Mt. Kinabalu, Malaysia – Its summit is at 4.095m a.b.s – No. 5 of Top 10 Highest Mountains in South-East Asia
Mount Kinabalu is the highest mountain of Borneo. It is located 70 miles from the northern tip of the island. It is an impressive flat-topped granite block, rising in isolation, thousands of feet above the gently sloping plain. It is a rugged, heavily eroded mountain, scarred by gullies, with jagged rocks and sharp pointed peaks surrounding the main terrace. The lower slopes are farmed, while the higher slopes are covered in thick jungle with rich biodiversity. The mountain’s high peak is easily climbed, but all other peaks require rock climbing skills.
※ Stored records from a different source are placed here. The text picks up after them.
PR #4470, opened 2019-02-21
Jooby 2.0.0.M1

jknack:
This is Jooby 2.0.0.M1 https://jooby.io. For now I would like to keep [Jooby 1.x]() tests due there is no stable release yet for 2.0.0

Also, Jooby supports multi-server deploy want to see Jooby performance on netty, undertow and jetty and not sure if what I did is enough for running tests on all them. I followed dropwizard setup and create a dockerfile for each of the three servers.

Thanks.


jknack:
Jooby 2 tests are good, but there are errors in other frameworks

PR #4471, opened 2019-02-22
Many updates in go-std, iris

chunariov:
1. drivers

- pq(go-std, iris)
- pgx(go-std, iris)
- mgo(go-std)
- mysql(go-std)

2. quicktemplate(go-std, iris)

3. easyjson(go-std)


nbrady-techempower:
@chunariov There's a number of conflicts here that are preventing travis to run

PR #4474, opened 2019-02-23
Fixed iris and go-std

chunariov:


nbrady-techempower:
@chunariov There's an overwhelming number of test permutations here. 20 for `go-std` is just too many. Can we cut this back some?

PR #4490, opened 2019-02-28
Add Quart

K900:
This adds support for Quart, a Python ASGI framework with a Flask-compatible API. Everything but cached queries is supported, because Quart doesn't provide a caching layer.


K900:
There seems to be a problem with the database occasionally deadlocking under heavy load - I'll investigate it during the weekend probably.

nbrady-techempower:
Thanks @K900

PR #5933, opened 2020-08-14
aspnetcore: ef updates

n-stefan:
Try to improve Entity Framework Updates.


frameworks/CSharp/aspnetcore/Benchmarks/Data/EfDb.cs
```diff
@@ -54,26 +54,25 @@ public async Task<World[]> LoadMultipleQueriesRows(int count)
         public async Task<World[]> LoadMultipleUpdatesRows(int count)
         {
             var results = new World[count];
-            var random = new Random();
-            int i = 0;
+            int currentValue, newValue;
 
-            var ids = Enumerable.Range(1, 10000).OrderBy(x => random.Next()).Take(count);
+            var ids = Enumerable.Range(1, 10000).Select(x => _random.Next(1, 10001)).Distinct().Take(count).ToArray();
```
Kryptos-FR, line 59: In this version, you have a couple of issues:
- no guarantee that enough distinct numbers will be created to satisfy `count`
- it iterates twice over the whole  range (with `Select()` and `Distinct()`)
- it does 3 allocations: 1 for the buffer in `Distinct()`, on for the temporary buffer in `ToArray()` and one for the final array.

The previous implementation does have some allocations implied by `OrderBy()` but it also has the guarantee of having sufficient elements.

That said, both propositions do too many allocations and are not efficient. Instead we can use a simple Fisher-Yates to generate a randomize range in **O(n)** with only one allocation. See [my own implementation](https://github.com/TechEmpower/FrameworkBenchmarks/pull/5933/files) as an example.

```csharp
var ids = ShuffleUtility.RandomRange(1, 10000).Take(count);

foreach (int id in ids)
{
    // etc.
}
```

n-stefan: _count_ is 20 at most so enough distinct numbers should be generated, else there may be a problem with Random.Next(). All implementations are required to generate distinct Ids in order to pass test verification, I believe, though it may allow for a margin of error.
Regarding allocations, there may be a few but I doubt it matters, the database is likely the performance bottleneck.
Feel free to open a PR, if it really improves rps, great.

PR #5950, opened 2020-08-25
Upgrade http4k, add Cached test, add backends, tidy configs for clarity

daviddenton:


daviddenton:
(after a bit of a battle with apache server and hostnames, this is ready to merge now whenever is convenient! 🙃)

PR #5955, opened 2020-08-26
Crax framework added to benchmarks

ephmann:


nbrady-techempower:
Hi @ephmann, 

Thanks for your first contribution! This will need to be added to the [.travis.yml file](https://github.com/TechEmpower/FrameworkBenchmarks/blob/master/.travis.yml#L71-L73) to be tested properly

PR #5960, opened 2020-08-28
Lithium optimizations.

matt-42:

### DIFF
--- a/frameworks/C++/lithium/lithium.cc
+++ b/frameworks/C++/lithium/lithium.cc
@@ -37,7 +37,7 @@ void siege(int port) {
 }
 #endif
 
-thread_local lru_cache<int, decltype(mmm(s::id = int(), s::randomNumber = int()))> world_cache(10000);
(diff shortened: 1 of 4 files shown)


frameworks/C++/lithium/lithium.cc
```diff
@@ -191,7 +190,7 @@ int main(int argc, char* argv[]) {
     std::sort(table.begin(), table.end(),
               [] (const fortune& a, const fortune& b) { return a.message < b.message; });
 
-    char b[100000];
+    char b[2000];
```
nbrady-techempower, line 193: This isn't acceptable to cover the dynamic sizing rule of the fortunes test and won't pass the new verification step we're working on where we verify dynamic sizing by adding a large number of fortunes during that step

matt-42: Ok. I'll work on a dynamic sizing implementation.

matt-42: @nbrady-techempower This is fixed in my last commit.

nbrady-techempower: thanks @matt-42!

PR #5962, opened 2020-08-29
op mysql update

lizhichao:
op mysql update


lizhichao:
hi @joanhey `Using bulk updates—batches of update statements or individual update statements that affect multiple rows—is acceptable but not required. `  in specific test requirements。
Can I use `replace into` to update in batches?
The data is updated, but the prompt did not pass ：https://travis-ci.org/github/TechEmpower/FrameworkBenchmarks/jobs/722209086 
What does this mean?

lizhichao:
I found that `PostgreSQL` requires 10752 expected, but why does it require 20480 times for `Mysql` ?

PR #5969, opened 2020-09-01
Add new JavaScript framework: Just-JS

billywhizz:


billywhizz:
Hi. I am not sure of the process for submitting a new framework. This is a new JS platform based on v8 I have been working on for a while. Please let me know if there is anything else you need.

nbrady-techempower:
Hi @billywhizz,

Thanks for submitting. I'll try to review this shortly. In the meantime, all of those `/lib` files... were they built specifically for this benchmark or do they exist somewhere where you can clone them into the the test in the dockerfile. We'd rather not keep those kinds of things here.

billywhizz:
Hi @nbrady-techempower. Thanks for getting back. They are libraries written specifically for the benchmark. I have them in a repo here: https://github.com/just-js/bench. I had seen most other projects have the source checked into your repo so was following that. i can easily move this to the dockerfile and remove everything but the techempower.js script from the PR if that is what you are looking for?

nbrady-techempower:
> I had seen most other projects have the source checked into your repo so was following that.

Yeah, I'm trying to avoid this as much as possible. The ideal scenario is that just the source for the actual test implementation is what should exist in here. Ideally, in a "realistic" approach, users would be installing the necessary http libraries via some package manager instead of writing their own libraries. With a newer project like yours, I understand. Either way is fine for now.

billywhizz:
> > I had seen most other projects have the source checked into your repo so was following that.
> 
> Yeah, I'm trying to avoid this as much as possible. The ideal scenario is that just the source for the actual test implementation is what should exist in here. Ideally, in a "realistic" approach, users would be installing the necessary http libraries via some package manager instead of writing their own libraries. With a newer project like yours, I understand. Either way is fine for now.

That makes sense. If ok with you I would be happy to leave as is for now. I am working on a module/build system for the platform at moment. Will hopefully write it all up soon and get some community feedback. Looking forward to seeing how it does in your environment. If I can help with your project in any way please let me know.

PR #5973, opened 2020-09-01
Added swoole-postgres

doubaokun:
* Added swoole-postgres
* Updated the PHP version to be 7.4
* Updated Swoole postgres version to be 4.5.1


frameworks/PHP/swoole/benchmark_config.json
```diff
@@ -24,6 +24,29 @@
       "notes": "",
       "versus": "php"
     },
+    "postgres": {
+      "json_url": "/json",
+      "plaintext_url": "/plaintext",
```
joanhey, line 29: Delete the tests not using db.

joanhey (changes requested):

frameworks/PHP/swoole/swoole-server-postgres.php
```diff
@@ -0,0 +1,247 @@
...
+    private function createDbInstance()
+    {
+        if ($this->type === 'postgres') {
+            $db = new Swoole\Coroutine\PostgreSql;
+            if ($db->connect("host={$this->server['host']} port=5432 dbname={$this->server['database']} user={$this->server['user']} password={$this->server['password']}")){
+                return $db;
+            }
+        }
+        
+        return false;
```
joanhey, line 235: Why not add in `swoole-server.php` for both mysql and postgres?
So will be only one codebase to maintain.

frameworks/PHP/swoole/benchmark_config.json
doubaokun: Removed now.

doubaokun:
@joanhey Thanks for the review. The code is updated based on suggestion.

joanhey (approved):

Kota Kinabalu is the provincial capital, and is the most important city in the area. It is just 35 miles southwest of the mountain, and is accessible by either air or boat from Singapore.
After the trip, I felt content and proud of myself. South Peak was not the summit but I thought a wise person knew what was good for oneself. I still have many chances to get back Borneo, Malaysia and make it to the summit, sooner or later. I do not have any analysis of how many people giving up, how many people having accidents or how many dead people while doing the trip to the summit of Mt. Kinabalu. I do not think there are many. The mountain is quite easy to reach – you need to have a healthy body and strong spirit and you can make it successful. I try to practice everyday walking around. I want to go and conquer Mt. Fansipan in my country before getting back Borneo, Malaysia. Then, “hello Mt. Kinabalu. I’ll see you again!”